Gmail Outage Explanation Doesn't Wash
It's too bad the National Transportation Safety Board can't investigate Google to find out just why Gmail crashed Tuesday as Google's explanations for its outages (via its dashboard) are short and kindergarten-like.
The NTSB would seek out the root cause of the outage, hold hearings and issue a report with recommendations for fixing the problem. But Google follows the standard operating practice of cloud and SaaS (Software-as-a-Service) providers, and that is to tell customers as little as possible about an outage. They treat their customers like dumb bunnies.
A Gmail outage isn't on the scale of a contaminated food supply incident, the discovery of lead paint on children's toys, or a plane crash -- all events that trigger a federal investigation and detailed reports that flesh out causes and remedies.
But what happens if Google wins contracts to provide applications and mail services for Los Angeles and other government entities?
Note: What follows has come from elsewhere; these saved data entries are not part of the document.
PR #1751, opened 2026-06-11
perf: Graphql healtcare professional update

tanukilandslide:
✅ Resolves #[1469]

## 🔧 What changed
When updating a healthcare professional, the graphql mutation gets created by looking at what fields have changed. It also creates the payload to be sent as well.

## 📸 Screenshots

- ### Before
- ### After


aaronculbert:
This [PR](https://github.com/ourjapanlife/findadoc-server/issues/998) has the backend fix. Once merged, we can run some tests to see if this is now working and then iterate on the code itself.

aaronculbert (commented):
Following up on my earlier review — I dug into this a bit more against the current `main` with the backend fix in place, and it's actually good news for you here. 🙂

It turns out the frontend on `main` **already does the partial update correctly**. The diff-based logic (only sending the fields that actually changed) was added to `main` in a separate, unrelated PR (#1705, "frontend code cleanliness"), and the real blocker was always server-side: `updateHealthcareProfessional` was failing purely because of a JSONB serialization bug on the backend (#998), which is now fixed by server #1002.

So the root cause was backend, not frontend — and your work digging into this is exactly what surfaced that backend bug in the first place, which was genuinely valuable. The frontend just happened to get its matching fix in that other PR while this was in flight.

Because of that, I think it's totally fine to **close this PR** — `main` + the backend fix already cover the partial-update behavior, so there's nothing left to merge here. Definitely not wasted effort: the backend bug you helped identify was the actual thing standing in the way, and it's resolved now.

Thanks again for chasing this one down! 🙏

PR #1771, opened 2026-07-28
fix: ModInputField now checks all numbers for full width characters and converts them to half width

tanukilandslide:
✅ Resolves #[1762]

## 🔧 What changed
ModInputField.vue now searches for full width numbers and changes them to half width numbers. This creates both better consistency across the site, but also ensures numbers will pass validation.

## 📸 Screenshots

- ### Before
- ### After

## Summary by CodeRabbit

* **Bug Fixes**
  * Numeric input now automatically converts full-width digits to standard ASCII digits.
  * Validation and stored values remain consistent regardless of the digit format entered.

### DIFF
--- a/components/moderation-panel/ModCreateFacilitySection.vue
+++ b/components/moderation-panel/ModCreateFacilitySection.vue
@@ -33,6 +33,7 @@
                     type="text"
                     :placeholder="t('modFacilitySection.placeholderTextFacilityPhoneNumber')"
                     :required="true"
+                    :number-converter="true"
                     :input-validation-check="validatePhoneNumber"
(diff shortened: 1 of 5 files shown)


NabbeunNabi (changes requested):
This is nice! But can we make it an arrow function. And move it to utils. And then add some tests if possible

NabbeunNabi (changes requested):
There is a console log. If the numbers are already the correct half width what happens? Would the tests still pass for that particular function and not throw an error? Those are the type of tests I want. Not just the whole phone number but for that specific function.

Cloud and SaaS providers increasingly want to manage critical services for government. And in time, outages that are now annoyances may have critical implications to them. Los Angeles' IT department is recommending the city move to Google Apps and says the company's services "often exceed the current city level."
That's a plus for Google but if something goes wrong with LA's IT systems, at least there is still a clear line of accountability to the managers responsible and an opportunity to probe.
But along with telling customers as little as possible, hosting, cloud and SaaS providers indemnify themselves as much as possible from any business losses resulting from an outage.
Who's Responsible for Critical Data?
In theory, the accountability is provided by the market: a customer can move to new service provider. But a migration to the cloud may be a path of no return. LA, in its assessment of cloud services, said that if it ditches its current infrastructure, "it may be cost-prohibitive to return to the city-owned and operated structure."
Today, the harm is mostly economic. When eBay Inc.'s PayPal service crashed last month , it was just something customers had to deal with it.
PayPal blamed the failure on a "back-end router" and some redundancy issues, and left it at that. That meant the companies like Sailrite Enterprises Inc., a sailing supply company, which relied exclusively on PayPal, were unlikely to learn what happened and had to suffer the loss.
But if cloud and SaaS providers manage government services then it's unlikely that an informed public will settle for incomplete explanations about outages.
If the service is critical, they will want to know what went wrong. Was the equipment upgraded, patched? Was staffing at proper levels? When was the last time someone tested the emergency generators? And so on.
Answers to fair and legitimate questions will be sought and little "dashboards" aren't going to cut it.